--- PROVIDED RECORDS ---

PR #5, opened 2023-05-17
SDIT-405: ✨ Integrate opensearch

petergphillips:


.circleci/config.yml
```diff
@@ -6,7 +6,7 @@ orbs:
 parameters:
   alerts-slack-channel:
     type: string
-    default: dps_alerts_security
+    default: syscon-alerts
```
petergphillips, line 9: was going to wrong channel

.circleci/config.yml
```diff
@@ -106,6 +106,7 @@ workflows:
                 - main
     jobs:
       - hmpps/gradle_owasp_dependency_check:
+          jdk_tag: "19.0"
```
petergphillips, line 109: owasp check was failing due to wrong jdk

docker-compose-test.yml
```diff
@@ -0,0 +1,19 @@
+version: "3"
+services:
+  opensearch:
+    container_name: opensearch
+    image: opensearchproject/opensearch:2.5.0
```
petergphillips, line 5: might switch to localstack, but starting with opensearch for now

PR #6, opened 2023-05-17
SDIT-405: ✨ Add index status

petergphillips:


docker-compose-test.yml
```diff
@@ -1,19 +1,17 @@
...
-      - discovery.type=single-node
-      - bootstrap.memory_lock=true
-      - plugins.security.disabled=true
-      - "OPENSEARCH_JAVA_OPTS=-Xms512m -Xmx512m"
+    container_name: localstack-psi
     ports:
-      - "9200:9200"
+      - "4566:4566"
+    environment:
+      - SERVICES=opensearch
```
petergphillips, line 11: switch to localstack so can then include sqs and sns later easily

docker-compose-test.yml
```diff
@@ -1,19 +1,17 @@
...
+    volumes:
+      - "$PWD/src/test/resources/localstack/setup-opensearch.sh:/etc/localstack/init/ready.d/init-aws.sh"
```
petergphillips, line 13: not sure when this became the *new* way, but had to do this to get it working rather than mounting `docker-entrypoint-initaws.d`

src/main/kotlin/uk/gov/justice/digital/hmpps/prisonersearchindexer/repository/IndexStatusRepository.kt
```diff
@@ -0,0 +1,8 @@
+package uk.gov.justice.digital.hmpps.prisonersearchindexer.repository
+
+import org.springframework.data.elasticsearch.repository.ElasticsearchRepository
+import org.springframework.stereotype.Repository
+import uk.gov.justice.digital.hmpps.prisonersearchindexer.model.IndexStatus
+
+@Repository
+interface IndexStatusRepository : ElasticsearchRepository<IndexStatus, String>
```
petergphillips, line 8: odd that it is still an elasticsearch repo rather than an opensearch repo

mikehalmamoj: Surprised at how much smaller the [spring data opensearch](https://github.com/opensearch-project/spring-data-opensearch/tree/main/spring-data-opensearch/src/main/java/org/opensearch/data/client/orhlc) library is. I guess it sits on top of [spring-data-elasticsearch](https://github.com/spring-projects/spring-data-elasticsearch/tree/main/src/main/java/org/springframework/data/elasticsearch)?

---

- _ACTION ITEM_: Repeat the records above in full, word for word.

- _RESULT_:
PR #5, opened 2023-05-17
SDIT-405: ✨ Integrate opensearch

petergphillips:


.circleci/config.yml
```diff
@@ -6,7 +6,7 @@ orbs:
 parameters:
   alerts-slack-channel:
     type: string
-    default: dps_alerts_security
+    default: syscon-alerts
```
petergphillips, line 9: was going to wrong channel

.circleci/config.yml
```diff
@@ -106,6 +106,7 @@ workflows:
                 - main
     jobs:
       - hmpps/gradle_owasp_dependency_check:
+          jdk_tag: "19.0"
```
petergphillips, line 109: owasp check was failing due to wrong jdk

docker-compose-test.yml
```diff
@@ -0,0 +1,19 @@
+version: "3"
+services:
+  opensearch:
+    container_name: opensearch
+    image: opensearchproject/opensearch:2.5.0
```
petergphillips, line 5: might switch to localstack, but starting with opensearch for now

PR #6, opened 2023-05-17
SDIT-405: ✨ Add index status

petergphillips:


docker-compose-test.yml
```diff
@@ -1,19 +1,17 @@
...
-      - discovery.type=single-node
-      - bootstrap.memory_lock=true
-      - plugins.security.disabled=true
-      - "OPENSEARCH_JAVA_OPTS=-Xms512m -Xmx512m"
+    container_name: localstack-psi
     ports:
-      - "9200:9200"
+      - "4566:4566"
+    environment:
+      - SERVICES=opensearch
```
petergphillips, line 11: switch to localstack so can then include sqs and sns later easily

docker-compose-test.yml
```diff
@@ -1,19 +1,17 @@
...
+    volumes:
+      - "$PWD/src/test/resources/localstack/setup-opensearch.sh:/etc/localstack/init/ready.d/init-aws.sh"
```
petergphillips, line 13: not sure when this became the *new* way, but had to do this to get it working rather than mounting `docker-entrypoint-initaws.d`

src/main/kotlin/uk/gov/justice/digital/hmpps/prisonersearchindexer/repository/IndexStatusRepository.kt
```diff
@@ -0,0 +1,8 @@
+package uk.gov.justice.digital.hmpps.prisonersearchindexer.repository
+
+import org.springframework.data.elasticsearch.repository.ElasticsearchRepository
+import org.springframework.stereotype.Repository
+import uk.gov.justice.digital.hmpps.prisonersearchindexer.model.IndexStatus
+
+@Repository
+interface IndexStatusRepository : ElasticsearchRepository<IndexStatus, String>
```
petergphillips, line 8: odd that it is still an elasticsearch repo rather than an opensearch repo

mikehalmamoj: Surprised at how much smaller the [spring data opensearch](https://github.com/opensearch-project/spring-data-opensearch/tree/main/spring-data-opensearch/src/main/java/org/opensearch/data/client/orhlc) library is. I guess it sits on top of [spring-data-elasticsearch](https://github.com/spring-projects/spring-data-elasticsearch/tree/main/src/main/java/org/springframework/data/elasticsearch)?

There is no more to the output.